PR #3130, opened 2026-04-14
test(loop): cover /stop checkpoint recovery

yeyitech:
## Summary
- add a `/stop` regression test that cancels an in-flight turn after a runtime checkpoint has been written
- verify the interrupted assistant/tool state is restored into session history on the next user turn
- assert the pending and runtime checkpoint markers are cleared once recovery completes

## Testing
- ./.venv312/bin/python -m pytest tests/agent/test_loop_save_turn.py -q
- ./.venv312/bin/ruff check tests/agent/test_loop_save_turn.py --select F

Refs #2966

### DIFF
--- a/tests/agent/test_loop_save_turn.py
+++ b/tests/agent/test_loop_save_turn.py
@@ -1,3 +1,4 @@
+import asyncio
 from pathlib import Path
 from unittest.mock import AsyncMock, MagicMock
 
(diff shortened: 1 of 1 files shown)


Re-bin (approved):
This is the right kind of test.

The PR adds a focused regression test for the `/stop` recovery path from issue #2966: when an in-flight turn has already written a runtime checkpoint, `/stop` should not lose that partial assistant/tool progress. On the next user turn, the interrupted state should be restored into session history, pending tool calls should be converted into the expected interruption placeholder, and both recovery markers should be cleared afterward.

The boundary here is valuable because it exercises the real product flow rather than only unit-testing the checkpoint helpers in isolation. It verifies the interaction between `/stop`, task cancellation, runtime checkpoint persistence, next-turn restoration, and post-recovery cleanup.

I pulled in the latest `main` and reran the relevant test locally:

- `python -m pytest tests/agent/test_loop_save_turn.py -q`

Result: `10 passed`

PR #3133, opened 2026-04-14
fix(feishu): remove resuming and add streaming card fallback

chengyongru:
## Summary

- **Remove `_resuming` logic**: Feishu streaming cards auto-close after 10 minutes from creation (regardless of update activity). With resuming, a single card lived across multiple tool-call rounds and could exceed this limit, causing the final response to be silently lost. Each round now gets its own short-lived streaming card.
- **Add fallback**: When the final streaming update fails (e.g. card timed out), fall back to a regular interactive card so the response is never lost.
- **Unify tool hint UX**: Tool hints now always use the `🔧` prefix style (matching the old resuming inline style) instead of the `**Tool Calls**` code block format.
- **Remove dead code**: Delete unused `_send_tool_hint_card` method, extract `_format_tool_hint_delta` helper to deduplicate formatting logic.

## Test plan

- [x] `test_stream_end_fallback_when_final_update_fails` — verifies fallback when final streaming update fails
- [x] All 40 streaming + tool hint tests pass
- [x] All runner tests pass (resuming param still flows through runner/hook, ignored by feishu channel)

## screenshots

image

### DIFF
--- a/docs/CHANNEL_PLUGIN_GUIDE.md
+++ b/docs/CHANNEL_PLUGIN_GUIDE.md
@@ -290,7 +290,6 @@ async def send_delta(self, chat_id: str, delta: str, metadata: dict[str, Any] | 
 |------|---------|
 | `_stream_delta: True` | A content chunk (delta contains the new text) |
 | `_stream_end: True` | Streaming finished (delta is empty) |
-| `_resuming: True` | More streaming rounds coming (e.g. tool call then another response) |
 
 ### Example: Webhook with Streaming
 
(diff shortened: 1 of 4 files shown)


Re-bin (approved):

The PR addresses the actual Feishu failure mode: a single streaming card could stay alive across multiple resumed segments, hit Feishu's CardKit timeout, and then lose the final response. Removing Feishu-side resuming, creating a fresh card for each resumed round, and falling back to a regular interactive card when the final streaming update fails is a clean way to make the behavior more reliable without widening the scope.

- `python -m pytest tests/channels/test_feishu_streaming.py tests/channels/test_feishu_tool_hint_code_block.py -q`

Everything passed locally, and I did not find a blocker in the final `origin/main...HEAD` diff. From my side, this is ready to merge.

Issue #1530, opened 2026-03-04
feat: per-message model routing with @prefix


drenton:
Oh hi,  I'm running nanobot as a Telegram bot and  discovered I was burning through credits on asking basic config questions about my instance and implementation that don't really need Opus or even sometimes Sonnet (things are conversational or quick things). 

To manage costs I'd like to be able to route requests to other models without changing my default model and doing a restart every time. 

I think there are two prongs to this 

1) a very simple model selector you use in the UI e.g.  @haiku what's 1+3  and that single message gets routed to Haiku. or @opus read this paper on LoRAs and explain to me how this works and how we might experiment with it. And then if I don't specify it goes to whatever's in agents.defaults.model in the config.

2) we could enhance to use Haiku or the cheapest model to determine which model to use dynamically on request so you don't need to specify, which I appreciate will be pretty tedious. 

So initially something like this  - would use the existing agent name/alias system in the config:

  "agents": {
      "haiku": {
          "model": "anthropic/claude-haiku-4-5",
          "aliases": ["fast", "cheap"]
      },
      "opus": {
          "model": "anthropic/claude-opus-4-6",
          "aliases": ["smart", "deep"]
      },
      "defaults": {
          "model": "anthropic/claude-sonnet-4-6"
      }
  }

Then @haiku, @fast, or @cheap all route to Haiku. Only the model changes and the agent's system prompt, tools, and instructions stay the same.

I have a working implementation with tests if there's interest. It touches schema.py, loop.py, and commands.py  It's a pretty small surface area.

And look, full disclosure I'm a person not a bot but I'm using Claude Code to build it but me the person is testing IRL. 

Thx for considering. 
Let me know I can do a PR.

chengyongru:
Great feature request! This would be very valuable for cost optimization in high-frequency channels like Telegram and Feishu.

Two suggestions for the implementation:

1. **Zero friction for unaware users** - The default behavior should remain completely unchanged. Only users who explicitly use the `@prefix` syntax trigger model routing. This ensures backward compatibility and no confusion.

2. **Discoverability via /help** - Should add a brief explanation in the `/help` command output so users can discover this feature. Something like:

```
Model routing:
  @haiku <message>  - Route this message to Haiku
  @opus <message>   - Route this message to Opus
  (no prefix)       - Use default model
```

Happy to help review the PR if you open one. The small surface area (schema.py, loop.py, commands.py) sounds good.

upsitesolutionsnl:
[...]

PR #3135, opened 2026-04-14
feat: runtime model switching via /model and /compact commands

tracy-e:
## Summary

Adds the ability to switch the active LLM model at runtime without restarting the gateway. This is useful for multi-model deployments where users want to switch between models (e.g. fast/cheap vs powerful) on the fly.

- **`/model`** — List available models and current selection
- **`/model <number|name>`** — Switch to a different model
- **`/compact`** — Trigger conversation compaction
- **`/compact --switch`** — List/switch the compact model used for summarization

### Key design decisions

- **Opt-in**: Only activates when a `models` list is configured in `agents.defaults`. Zero behavioral change for existing users.
- **Provider caching**: Providers are created lazily and cached by prefix key, so switching between models of the same provider reuses the connection.
- **State persistence**: Model selection is written to `.state.json` in the workspace directory and automatically restored on restart.
- **Atomic update**: Model switching updates all 4 dependent components in one step: main provider, runner, subagent manager, and consolidator.

### Config example

```json
{
  "agents": {
    "defaults": {
      "model": "anthropic/claude-sonnet-4",
      "models": [
        "anthropic/claude-sonnet-4",
        "anthropic/claude-opus-4",
        "openrouter/google/gemini-2.5-pro"
      ],
      "compact_model": "anthropic/claude-haiku-4"
    }
  }
}
```

## Changes

- `nanobot/agent/loop.py` — New init params (`compact_model`, `provider_factory`, `available_models`, `data_dir`), provider caching, model switching methods, state persistence
- `nanobot/config/schema.py` — `models` and `compact_model` fields on `AgentDefaults`
- `nanobot/cli/commands.py` — `_make_provider` accepts optional model arg, gateway/agent restore persisted state on startup
- `nanobot/command/builtin.py` — `/model` and `/compact` command handlers
- `tests/cli/test_commands.py` — Updated mocks for new `_make_provider` signature and `load_persisted_state`

## Test plan

- [x] All 1609 existing tests pass
- [ ] Manual: configure `models` list, verify `/model` lists them, `/model 2` switches, restart preserves selection
- [ ] Manual: verify `/compact` triggers consolidation, `/compact --switch` changes compact model
- [ ] Manual: verify no behavioral change when `models` list is empty (default)

### DIFF
--- a/nanobot/agent/loop.py
+++ b/nanobot/agent/loop.py
@@ -152,6 +152,10 @@ class AgentLoop:
         timezone: str | None = None,
         session_ttl_minutes: int = 0,
         hooks: list[AgentHook] | None = None,
+        compact_model: str = "",
+        provider_factory: Callable[[str], LLMProvider] | None = None,
+        available_models: list[str] | None = None,
+        data_dir: Path | None = None,
         unified_session: bool = False,
         disabled_skills: list[str] | None = None,
     ):
@@ -163,6 +167,7 @@ class AgentLoop:
         self.provider = provider
         self.workspace = workspace
         self.model = model or provider.get_default_model()
+        self.compact_model = compact_model
         self.max_iterations = (
             max_iterations if max_iterations is not None else defaults.max_tool_iterations
         )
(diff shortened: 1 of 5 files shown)


rikwade:
This would be very useful. Could we consider extending the feature to include "@model" parsing so that individual prompts can quickly be directed to one of the permitted models? (ref: https://github.com/HKUDS/nanobot/issues/1530)

tracy-e:
Thanks for the pointer to #1530 — great use case.

I see these as orthogonal and complementary:

- **`/model` (this PR)** — persistent session-level switch: changes the active model for subsequent turns and updates the provider/runner/subagent/consolidator wiring together.
- **`@alias` (issue #1530)** — per-message routing: one message uses a cheaper/stronger model without touching session state.

Both can coexist. Happy to add a follow-up PR for `@alias` on top of this one once it lands — the aliases it needs (a named table of models) are essentially the same `models` list this PR introduces, so the config surface stays small.

Flagging @HKUDS maintainers in case there's a preference on ordering the two.

rikwade:
I agree, and the reason for my suggestion is that I think the `@model` mechanism is a minor extension to the `/model` mechanism you're introducing. Yes, `/model` is to set the model at the session-level. I was thinking that within a session, I may wish to just do something like `@google/gemini-3.1-flash-image-preview create an image of a lobster writing python code on a laptop` without changing my session's model and having to change back. Hence I see these two mechanisms being really good together.

PR #3136, opened 2026-04-14
feat(api): route message tool sends to channels

yeyitech:
## Summary
- start a background `ChannelManager` in `nanobot serve` so message-tool outbound traffic can be dispatched while the API server is running
- pass the shared bus-backed channel manager into the API app lifecycle and stop it cleanly on shutdown
- add API and CLI regression coverage for startup wiring and queued outbound delivery

## Testing
- ./.venv312/bin/python -m pytest tests/test_openai_api.py -q
- ./.venv312/bin/python -m pytest tests/cli/test_commands.py -q
- ./.venv312/bin/python -m pytest tests/test_openai_api.py tests/cli/test_commands.py -q
- ./.venv312/bin/ruff check nanobot/api/server.py nanobot/cli/commands.py tests/test_openai_api.py tests/cli/test_commands.py --select I,F

Refs #3074

### DIFF
--- a/nanobot/api/server.py
+++ b/nanobot/api/server.py
@@ -9,6 +9,7 @@ from __future__ import annotations
 import asyncio
 import time
 import uuid
+from contextlib import suppress
 from typing import Any
 
 from aiohttp import web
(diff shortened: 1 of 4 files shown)


Re-bin (changes requested):
I like the goal here, but I don’t think this is merge-ready yet.

The current implementation makes `nanobot serve` start a full `ChannelManager` so API-session `message` tool sends can be dispatched to real chat channels. The problem is that `ChannelManager.start_all()` is not outbound-only: channel `start()` is defined as a long-running listener that accepts inbound platform messages and forwards them onto the bus.

In API mode, though, we do not run the normal inbound bus consumer loop (`agent_loop.run()`). So with this change, `serve` can start receiving Slack / Telegram / Feishu input while nothing is actually consuming `bus.inbound`. That means enabled channels can appear “live” but inbound messages will just queue up and never be processed.

I reran the relevant tests locally:

- `python -m pytest tests/test_openai_api.py -q`
- `python -m pytest tests/cli/test_commands.py -q`

They pass, but they only cover outbound dispatch wiring and lifecycle, not this inbound-listener side effect.

From my side, the feature direction makes sense, but I’d want the runtime boundary tightened before merge — e.g. an outbound-only channel dispatch path for API mode, rather than starting full inbound channel listeners.

yeyitech:
Thanks, this boundary makes sense.

You were right that reusing `ChannelManager.start_all()` in API mode was too broad, because it also starts inbound channel listeners while `serve` does not run the normal inbound bus consumer loop.

I've updated the PR to keep API mode outbound-only: it now runs only the outbound dispatch path for `message` tool delivery, without starting channel inbound listeners. The full channel lifecycle remains unchanged in gateway mode.

I also added tests to cover the outbound-only lifecycle and to verify API-side outbound dispatch still works as expected.

Issue #2558, opened 2026-03-27
Slack: Agent cannot post to different channel


bjoshuanoah:
In Slack in DM I ask my bot to post a test message in "channel_x." It confirms that it is doing so, but never posts in said channel.

I've added my bot to said channel. I can interact with the bot (no context from original DM) but from the DM, I cannot invoke a message.

To be fair, I'm not sure it's even trying (already an open issue on this.)

Re-bin:
Closed as fixed.

PR #3138, opened 2026-04-14
feat(slack): resolve named message targets

yeyitech:
## Summary
- resolve Slack message-tool targets like `#channel_name`, `channel_name`, `@user`, and Slack mention markup into concrete conversation IDs before sending
- open DM conversations for user targets and keep cross-channel reaction cleanup tied to the origin message instead of the destination channel
- add Slack channel regression coverage for channel-name routing, user-handle routing, origin reaction updates, and unresolved-target errors

## Testing
- ./.venv312/bin/python -m pytest tests/channels/test_slack_channel.py -q
- ./.venv312/bin/ruff check nanobot/channels/slack.py tests/channels/test_slack_channel.py --select I,F

Refs #2558

### DIFF
--- a/nanobot/channels/slack.py
+++ b/nanobot/channels/slack.py
@@ -5,6 +5,7 @@ import re
 from typing import Any
 
 from loguru import logger
+from pydantic import Field
 from slack_sdk.socket_mode.request import SocketModeRequest
 from slack_sdk.socket_mode.response import SocketModeResponse
 from slack_sdk.socket_mode.websockets import SocketModeClient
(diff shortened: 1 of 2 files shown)


Re-bin (approved):
This is the right kind of feature, and after one small follow-up fix it looks ready to merge.

The PR cleanly adds Slack target resolution for human-friendly message destinations such as `#channel_name`, bare channel names, `@user`, and Slack mention markup, while keeping reaction cleanup tied to the origin message instead of the resolved destination conversation.

While reviewing it, I found one cross-target edge case: if the original Slack message came from a thread and the outbound target resolved to a different Slack conversation, the send path could still reuse the origin `thread_ts` on the destination send. I fixed that and pushed it back to the PR branch, together with a regression test.

I reran the relevant Slack channel tests locally:

- `python -m pytest tests/channels/test_slack_channel.py -q`

Result: `8 passed`

From my side, the intent is clear, the boundary is clean, and this is ready to merge.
++++++++++
→ **EXERCISE**: All that should be written out is the stretch of lines above between the one holding "- add API and" and the one holding "import uuid", inclusive, exactly as given.

→ **SOLUTION**:
- add API and CLI regression coverage for startup wiring and queued outbound delivery

## Testing
- ./.venv312/bin/python -m pytest tests/test_openai_api.py -q
- ./.venv312/bin/python -m pytest tests/cli/test_commands.py -q
- ./.venv312/bin/python -m pytest tests/test_openai_api.py tests/cli/test_commands.py -q
- ./.venv312/bin/ruff check nanobot/api/server.py nanobot/cli/commands.py tests/test_openai_api.py tests/cli/test_commands.py --select I,F

Refs #3074

### DIFF
--- a/nanobot/api/server.py
+++ b/nanobot/api/server.py
@@ -9,6 +9,7 @@ from __future__ import annotations
 import asyncio
 import time
 import uuid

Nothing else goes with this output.